PurpLev, thank you. I know that now, but didn't. Once was enough to make a believer out of me that that is DEFINITELY not a good idea.


----------



## BTimmons (Aug 6, 2011)

Yes, sending end grain through a planer is an extremely bad idea.


----------



## Nicky (Mar 13, 2007)

The router sled is a good idea, but you will still need to do some sanding.

I made a bunch last xmas. Did a little experimenting and found the router sled to be the most effective. I then used my home made drum sander with 100grit paper to start the sanding (and cleanup the router marks with 1 light pass), followed with a ROS 120, 150 and final at 220. Using the drum sander to thickness sand did chew up paper, and I found myself feeding the boards in 5+ times/board to get them flat. End grain is tough stuff.

I bought a 1 1/4 mortising bit (I think it's an Amana bit) that makes quick work using the router sled.

I'll be doing more boards this year for xmas. These are additive to build, and seem to be a "right of passage" on this site. Some really beautiful boards here.


----------



## Dchip (Jun 30, 2009)

A well-waxed, sharp, low-angle jack plane can make pretty quick work of an end-grain board. I just did a batch of three this way. It's a bit of a workout, but some frequent honing of the blade can really help. I like that there are zero material costs with this method (once you get over the $200 hump for the plane).


----------



## AandCstyle (Mar 21, 2012)

Nicky, thank you for the great info. I will try your sanding schedule on my next board.

Dan, I could definitely use the workout. LOL However, I am not sure if I will live long enough to master sharpening.


----------



## prickett_smiles (Aug 23, 2015)

I send a board through the planer…...a 13×24 1.5 thick maple end grain….and it shot across the room and into the wall and shattered. Luckily I wasn't standing in front of the planer like I usual do or I would of taken the impact to the family jewels. 

lesson learned I will be making a router sled my self. 

cheers


----------



## Gene01 (Jan 5, 2009)

A bowl bit in the router seems to leave a surface requiring less sanding. In my experience at least.


----------



## splintergroup (Jan 20, 2015)

Wow, echo from the past!
Still working on that board Art 8^)

Anyhoo, my $0.02. I remove the squeeze out with a belt sander then on through the DS with a 36 grit belt. Proceed as usual, very light cuts (usually 10+ with each grit step). Let the board cool if it starts to feel warm, end grain will easily warp when hot.

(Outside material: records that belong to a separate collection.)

PR #260, opened 2023-07-12
Reject workspace creation if namespace already exists

raulcabello:
## Issue: 
https://github.com/rancher/fleet/issues/1519
 
## Problem
Rancher allows the creation of fleet workspaces even though the namespace already exists. Deleting that workspace causes the deletion of namespace along with its contents. Deleting unwanted fleet workspace results in data loss.

## Solution
Reject the workspace creation if namespace already exists

### DIFF
--- a/pkg/resources/management.cattle.io/v3/fleetworkspace/mutator.go
+++ b/pkg/resources/management.cattle.io/v3/fleetworkspace/mutator.go
@@ -1,6 +1,8 @@
 package fleetworkspace
 
 import (
+	"fmt"
+
 	"github.com/rancher/rancher/pkg/apis/management.cattle.io"
 	v3 "github.com/rancher/rancher/pkg/apis/management.cattle.io/v3"
 	"github.com/rancher/webhook/pkg/admission"
@@ -18,6 +20,8 @@ import (
 	"k8s.io/apimachinery/pkg/runtime/schema"
 	"k8s.io/kubernetes/pkg/registry/rbac/validation"
 )
+
+const k8sManagedLabel = "app.kubernetes.io/managed-by"
 
 var (
 	fleetAdminRole = "fleetworkspace-admin"
@@ -84,7 +88,8 @@ func (m *Mutator) Admit(request *admission.Request) (*admissionv1.AdmissionRespo
 
 	namespace := v1.Namespace{
 		ObjectMeta: metav1.ObjectMeta{
-			Name: fw.Name,
+			Name:   fw.Name,
+			Labels: map[string]string{k8sManagedLabel: "rancher"},
 		},
 	}
 	ns, err := m.namespaces.Create(&namespace)
@@ -92,17 +97,20 @@ func (m *Mutator) Admit(request *admission.Request) (*admissionv1.AdmissionRespo
 		if !errors.IsAlreadyExists(err) {
 			return nil, err
 		}
-		// check if user has enough privilege to create fleet admin rolebinding in the namespace
+		ns, err = m.namespaces.Get(fw.Name, metav1.GetOptions{})
+		if err != nil {
+			return nil, fmt.Errorf("failed to get fleetworkspace namespace '%s': %w", fw.Name, err)
+		}
+		if ns.Labels[k8sManagedLabel] != "rancher" {
+			return admission.ResponseBadRequest(fmt.Sprintf("namespace '%s' already exists", fw.Name)), nil
+		}
 		cr, err := m.clusterroles.Cache().Get(fleetAdminRole)
 		if err != nil {
-			return nil, err
+			return nil, fmt.Errorf("failed to get fleetAdmin ClusterRole: %w", err)
 		}
-		response := &admissionv1.AdmissionResponse{}
-		auth.SetEscalationResponse(response, auth.ConfirmNoEscalation(request, cr.Rules, namespace.Name, m.resolver))
-
-		ns, err = m.namespaces.Get(namespace.Name, metav1.GetOptions{})
+		err = auth.ConfirmNoEscalation(request, cr.Rules, namespace.Name, m.resolver)
 		if err != nil {
-			return nil, err
+			return admission.ResponseFailedEscalation(err.Error()), nil
 		}
 	}
 
--- a/pkg/resources/management.cattle.io/v3/fleetworkspace/mutator_test.go
+++ b/pkg/resources/management.cattle.io/v3/fleetworkspace/mutator_test.go
@@ -1,0 +1,265 @@
+package fleetworkspace
+
+import (
+	"encoding/json"
+	"net/http"
+	"testing"
+
+	"github.com/golang/mock/gomock"
+	"github.com/rancher/rancher/pkg/apis/management.cattle.io"
+	v3 "github.com/rancher/rancher/pkg/apis/management.cattle.io/v3"
+	"github.com/rancher/webhook/pkg/admission"
+	"github.com/rancher/wrangler/pkg/generic/fake"
+	"github.com/stretchr/testify/require"
+	admissionv1 "k8s.io/api/admission/v1"
+	authenticationv1 "k8s.io/api/authentication/v1"
+	v1 "k8s.io/api/core/v1"
+	rbacv1 "k8s.io/api/rbac/v1"
+	"k8s.io/apimachinery/pkg/api/errors"
+	metav1 "k8s.io/apimachinery/pkg/apis/meta/v1"
+	"k8s.io/apimachinery/pkg/runtime"
+	"k8s.io/apimachinery/pkg/runtime/schema"
+	"k8s.io/kubernetes/pkg/registry/rbac/validation"
+)
+
+const (
+	nsName = "test"
+	user   = "test-user"
+)
+
+func TestAdmit(t *testing.T) {
+	workspace := v3.FleetWorkspace{
+		ObjectMeta: metav1.ObjectMeta{
+			Name: nsName,
+		},
+	}
+	raw, _ := json.Marshal(workspace)
+	req := &admission.Request{
+		AdmissionRequest: admissionv1.AdmissionRequest{
+			Object: runtime.RawExtension{Object: &workspace, Raw: raw},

How are those shutters coming?


----------



## AandCstyle (Mar 21, 2012)

Talk about a blast from the past… ha

Splint, yes that board is history. Thanks for asking about the shutters. Today I finished 12 shutters that will cover 3 windows. I will hang them tomorrow. Once they are done, I will have 5 windows completed and 7 to go. Unfortunately, 5 of the remaining will each require 8 shutters each. Ugh!


----------



## Betsy (Sep 25, 2007)

Art - I'm curious as to the differing heights. Are you meaning that the slices are of different heights as you cut them on the table saw - or is it that your final glue up allowed one or two slices to slide above the others?


----------



## JBrow (Nov 18, 2015)

AandCstyle,

While I have not ventured into the world of end grain cutting boards, I agree with Betsy, re-examining the glue-up procedures could result in surfaces closer to flush and thus require less effort to flush up the surfaces. In addition to ensuring all the strips are ripped to the same width, gluing just a few together at a time while using flattening cauls might help. I wonder whether biscuits or dowels could also be used to help with glue-up alignment. If a flushing surface can be achieved from a change in glue-up procedures, then perhaps less time at the drum sander would be required.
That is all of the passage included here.